PR #305, opened 2021-11-18
Feature/admin level time dimension

erwagasore:
Added support for `time-dimension` to `admin-level-data` and allowed date range with `startDate` and `endDate`.


erwagasore:
@wadhwamatic there was an issue with `wms` layer with unmatching dates with `admin-level-data` was causing the app to freeze due to `infinite` loop. I had a discussion with @JorgeMartinezG and he told me that we are aware of the issue and plan to have a discussion on how to better handle it. In the mean time I just implemented his fix.

wadhwamatic:
When I load a WMS layer (10-day rainfall) with the latest data (11-Nov-2021) and then activate the 'Admin Level With Date Range' layer, the message 'No data was found for the layer 'Admin Level With Date Range' on 2021-11-11' appears. The WMS layer changes to 1-April-2021 but the related admin level data does not load. The timeline and calendar picker are also empty. See screenshot #1 below.

When I do the same as above but choose the 'Admin Level With Dates' layer instead, the layer does load but the user isn't made aware of the change in date to 1-April-2021. In addition, the timeline and calendar picker are empty. See screenshot #2

Screen Shot 2021-11-18 at 11 51 27

Screen Shot 2021-11-18 at 12 11 46

wadhwamatic:
Closing this PR as we'll revisit dates more holistically in the near future

Issue #292, opened 2021-11-08
Add a dropdown with a list of available admin areas for AOI navigation


wadhwamatic:
As we prepare for regional deployments, the ability to specifically choose and AOI to zoom in on is a requirement. This would require an admin selection feature that we could include a hierarchy of admin areas available, and after selecting, zoom in on that admin area.

We have some components of this addressed in the alerts module where there is a list of available admin areas shown to a user. However, it doesn't have a hierarchy implemented and it doesn't modify the display.

wadhwamatic:
Coordinate with https://github.com/WFP-VAM/prism-frontend/issues/278

wadhwamatic:
This was addressed with PR 329 https://github.com/WFP-VAM/prism-frontend/pull/329

Issue #284, opened 2021-10-25
Add style parameters to admin boundary files


wadhwamatic:
The styles used for admin boundaries are currently universal. We'd like to be able to allow each deployment to configure how boundaries are displayed. This includes increasing thickness for admin 1 boundary in relation to admin 2 boundaries, and so forth for each level. 

See also https://github.com/WFP-VAM/prism-frontend/issues/169

wadhwamatic:
See also  https://github.com/WFP-VAM/prism-frontend/issues/293

PR #306, opened 2021-11-19
Style and include multiple admin boundaries as separate layers

JorgeMartinezG:
This Pull Request allows PRISM to read and render multiple admin boundary layers within mapbox. Also, **line** and **fill** mapbox styles are now defined from layers.json configuration file

image


src/config/utils.ts
```diff
@@ -129,21 +129,29 @@ export const LayerDefinitions: LayersMap = (() => {
...
-export function getBoundaryLayerSingleton(): BoundaryLayerProps {
+export function getBoundaryLayers(): BoundaryLayerProps[] {
   const boundaryLayers = Object.values(LayerDefinitions).filter(
     (layer): layer is BoundaryLayerProps => layer.type === 'boundary',
   );
-  if (boundaryLayers.length > 1) {
+  if (boundaryLayers.length === 0) {
     throw new Error(
-      'More than one Boundary Layer defined! There should only be one boundary layer in layers.json',
+      'No Boundary Layer found! There should be exactly one boundary layer defined in layers.json.',
```
wadhwamatic, line 138: This is no longer true.

wadhwamatic:
Tested and this works as expected. We should next introduce the concept of levels / order. See https://github.com/WFP-VAM/prism-frontend/issues/292. 

Minor request to update the message around 'only 1 admin boundary file'. See in-line comment https://github.com/WFP-VAM/prism-frontend/pull/306/files#r753441710

src/config/utils.ts
wadhwamatic: Suggested alternative text:
"No boundary layer found. There should be at least one boundary layer defined in layers.json"

wadhwamatic (approved):
Good to go. Thanks

ericboucher:
Sorry I am seeing this PR a bit late but it came up while chatting about #338

wadhwamatic:
> Sorry I am seeing this PR a bit late but it came up while chatting about #338
> 
> Can I get a bit more context on why this is needed? What is the excpected behavior for `getBoundaryLayerSingleton`? Should it grab one of the layers? a merge of the layers? something else?

@ericboucher - this was to address https://github.com/WFP-VAM/prism-frontend/issues/284; we need unique styles depending on the admin level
·····
#### Work task:
Copy out all of the records above with nothing altered.

#### Answer box:
PR #305, opened 2021-11-18
Feature/admin level time dimension

erwagasore:
Added support for `time-dimension` to `admin-level-data` and allowed date range with `startDate` and `endDate`.


erwagasore:
@wadhwamatic there was an issue with `wms` layer with unmatching dates with `admin-level-data` was causing the app to freeze due to `infinite` loop. I had a discussion with @JorgeMartinezG and he told me that we are aware of the issue and plan to have a discussion on how to better handle it. In the mean time I just implemented his fix.

wadhwamatic:
When I load a WMS layer (10-day rainfall) with the latest data (11-Nov-2021) and then activate the 'Admin Level With Date Range' layer, the message 'No data was found for the layer 'Admin Level With Date Range' on 2021-11-11' appears. The WMS layer changes to 1-April-2021 but the related admin level data does not load. The timeline and calendar picker are also empty. See screenshot #1 below.

When I do the same as above but choose the 'Admin Level With Dates' layer instead, the layer does load but the user isn't made aware of the change in date to 1-April-2021. In addition, the timeline and calendar picker are empty. See screenshot #2

Screen Shot 2021-11-18 at 11 51 27

Screen Shot 2021-11-18 at 12 11 46

wadhwamatic:
Closing this PR as we'll revisit dates more holistically in the near future

Issue #292, opened 2021-11-08
Add a dropdown with a list of available admin areas for AOI navigation


wadhwamatic:
As we prepare for regional deployments, the ability to specifically choose and AOI to zoom in on is a requirement. This would require an admin selection feature that we could include a hierarchy of admin areas available, and after selecting, zoom in on that admin area.

We have some components of this addressed in the alerts module where there is a list of available admin areas shown to a user. However, it doesn't have a hierarchy implemented and it doesn't modify the display.

wadhwamatic:
Coordinate with https://github.com/WFP-VAM/prism-frontend/issues/278

wadhwamatic:
This was addressed with PR 329 https://github.com/WFP-VAM/prism-frontend/pull/329

Issue #284, opened 2021-10-25
Add style parameters to admin boundary files


wadhwamatic:
The styles used for admin boundaries are currently universal. We'd like to be able to allow each deployment to configure how boundaries are displayed. This includes increasing thickness for admin 1 boundary in relation to admin 2 boundaries, and so forth for each level. 

See also https://github.com/WFP-VAM/prism-frontend/issues/169

wadhwamatic:
See also  https://github.com/WFP-VAM/prism-frontend/issues/293

PR #306, opened 2021-11-19
Style and include multiple admin boundaries as separate layers

JorgeMartinezG:
This Pull Request allows PRISM to read and render multiple admin boundary layers within mapbox. Also, **line** and **fill** mapbox styles are now defined from layers.json configuration file

image


src/config/utils.ts
```diff
@@ -129,21 +129,29 @@ export const LayerDefinitions: LayersMap = (() => {
...
-export function getBoundaryLayerSingleton(): BoundaryLayerProps {
+export function getBoundaryLayers(): BoundaryLayerProps[] {
   const boundaryLayers = Object.values(LayerDefinitions).filter(
     (layer): layer is BoundaryLayerProps => layer.type === 'boundary',
   );
-  if (boundaryLayers.length > 1) {
+  if (boundaryLayers.length === 0) {
     throw new Error(
-      'More than one Boundary Layer defined! There should only be one boundary layer in layers.json',
+      'No Boundary Layer found! There should be exactly one boundary layer defined in layers.json.',
```
wadhwamatic, line 138: This is no longer true.

wadhwamatic:
Tested and this works as expected. We should next introduce the concept of levels / order. See https://github.com/WFP-VAM/prism-frontend/issues/292. 

Minor request to update the message around 'only 1 admin boundary file'. See in-line comment https://github.com/WFP-VAM/prism-frontend/pull/306/files#r753441710

src/config/utils.ts
wadhwamatic: Suggested alternative text:
"No boundary layer found. There should be at least one boundary layer defined in layers.json"

wadhwamatic (approved):
Good to go. Thanks

ericboucher:
Sorry I am seeing this PR a bit late but it came up while chatting about #338

wadhwamatic:
> Sorry I am seeing this PR a bit late but it came up while chatting about #338
> 
> Can I get a bit more context on why this is needed? What is the excpected behavior for `getBoundaryLayerSingleton`? Should it grab one of the layers? a merge of the layers? something else?

@ericboucher - this was to address https://github.com/WFP-VAM/prism-frontend/issues/284; we need unique styles depending on the admin level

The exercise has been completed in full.